• **EXERCISE DESCRIPTION**
Your task is to restate the data word for word.

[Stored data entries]

*** Begin section ***

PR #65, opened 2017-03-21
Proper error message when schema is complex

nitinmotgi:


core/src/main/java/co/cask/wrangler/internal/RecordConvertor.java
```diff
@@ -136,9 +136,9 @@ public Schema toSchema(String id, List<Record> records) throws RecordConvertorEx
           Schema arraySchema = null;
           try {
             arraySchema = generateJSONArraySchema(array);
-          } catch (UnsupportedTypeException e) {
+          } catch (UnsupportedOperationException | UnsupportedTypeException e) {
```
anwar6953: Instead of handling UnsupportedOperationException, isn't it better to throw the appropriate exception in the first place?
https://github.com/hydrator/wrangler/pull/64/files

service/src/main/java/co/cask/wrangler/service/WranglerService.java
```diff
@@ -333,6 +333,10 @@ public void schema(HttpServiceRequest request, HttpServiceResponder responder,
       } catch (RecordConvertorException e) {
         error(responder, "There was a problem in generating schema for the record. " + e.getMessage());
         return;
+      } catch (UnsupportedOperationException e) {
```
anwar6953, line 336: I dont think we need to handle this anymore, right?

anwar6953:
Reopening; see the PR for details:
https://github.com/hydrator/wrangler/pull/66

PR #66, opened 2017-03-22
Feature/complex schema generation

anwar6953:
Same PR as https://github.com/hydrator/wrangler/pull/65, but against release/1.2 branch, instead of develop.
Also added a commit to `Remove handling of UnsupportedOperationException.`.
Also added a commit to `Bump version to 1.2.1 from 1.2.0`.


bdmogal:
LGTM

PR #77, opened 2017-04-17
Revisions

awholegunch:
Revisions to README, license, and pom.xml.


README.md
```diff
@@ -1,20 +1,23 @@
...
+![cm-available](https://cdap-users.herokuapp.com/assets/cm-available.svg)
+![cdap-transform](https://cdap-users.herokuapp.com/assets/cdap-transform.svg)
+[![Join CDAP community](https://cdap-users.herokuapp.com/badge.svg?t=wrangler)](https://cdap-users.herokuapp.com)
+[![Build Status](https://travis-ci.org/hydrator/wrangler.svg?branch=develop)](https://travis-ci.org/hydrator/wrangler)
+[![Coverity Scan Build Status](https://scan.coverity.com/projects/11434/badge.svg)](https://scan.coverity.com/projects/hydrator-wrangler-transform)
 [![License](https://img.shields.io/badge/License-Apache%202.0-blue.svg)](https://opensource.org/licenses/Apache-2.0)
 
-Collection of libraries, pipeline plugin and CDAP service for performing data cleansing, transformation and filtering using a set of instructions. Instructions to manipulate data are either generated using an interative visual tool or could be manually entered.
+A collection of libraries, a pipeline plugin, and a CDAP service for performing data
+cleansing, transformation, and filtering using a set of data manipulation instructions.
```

*** End section ***

• **RESPONSE**
PR #65, opened 2017-03-21
Proper error message when schema is complex

nitinmotgi:


core/src/main/java/co/cask/wrangler/internal/RecordConvertor.java
```diff
@@ -136,9 +136,9 @@ public Schema toSchema(String id, List<Record> records) throws RecordConvertorEx
           Schema arraySchema = null;
           try {
             arraySchema = generateJSONArraySchema(array);
-          } catch (UnsupportedTypeException e) {
+          } catch (UnsupportedOperationException | UnsupportedTypeException e) {
```
anwar6953: Instead of handling UnsupportedOperationException, isn't it better to throw the appropriate exception in the first place?
https://github.com/hydrator/wrangler/pull/64/files

service/src/main/java/co/cask/wrangler/service/WranglerService.java
```diff
@@ -333,6 +333,10 @@ public void schema(HttpServiceRequest request, HttpServiceResponder responder,
       } catch (RecordConvertorException e) {
         error(responder, "There was a problem in generating schema for the record. " + e.getMessage());
         return;
+      } catch (UnsupportedOperationException e) {
```
anwar6953, line 336: I dont think we need to handle this anymore, right?

anwar6953:
Reopening; see the PR for details:
https://github.com/hydrator/wrangler/pull/66

PR #66, opened 2017-03-22
Feature/complex schema generation

anwar6953:
Same PR as https://github.com/hydrator/wrangler/pull/65, but against release/1.2 branch, instead of develop.
Also added a commit to `Remove handling of UnsupportedOperationException.`.
Also added a commit to `Bump version to 1.2.1 from 1.2.0`.


bdmogal:
LGTM

PR #77, opened 2017-04-17
Revisions

awholegunch:
Revisions to README, license, and pom.xml.


README.md
```diff
@@ -1,20 +1,23 @@
...
+![cm-available](https://cdap-users.herokuapp.com/assets/cm-available.svg)
+![cdap-transform](https://cdap-users.herokuapp.com/assets/cdap-transform.svg)
+[![Join CDAP community](https://cdap-users.herokuapp.com/badge.svg?t=wrangler)](https://cdap-users.herokuapp.com)
+[![Build Status](https://travis-ci.org/hydrator/wrangler.svg?branch=develop)](https://travis-ci.org/hydrator/wrangler)
+[![Coverity Scan Build Status](https://scan.coverity.com/projects/11434/badge.svg)](https://scan.coverity.com/projects/hydrator-wrangler-transform)
 [![License](https://img.shields.io/badge/License-Apache%202.0-blue.svg)](https://opensource.org/licenses/Apache-2.0)
 
-Collection of libraries, pipeline plugin and CDAP service for performing data cleansing, transformation and filtering using a set of instructions. Instructions to manipulate data are either generated using an interative visual tool or could be manually entered.
+A collection of libraries, a pipeline plugin, and a CDAP service for performing data
+cleansing, transformation, and filtering using a set of data manipulation instructions.
```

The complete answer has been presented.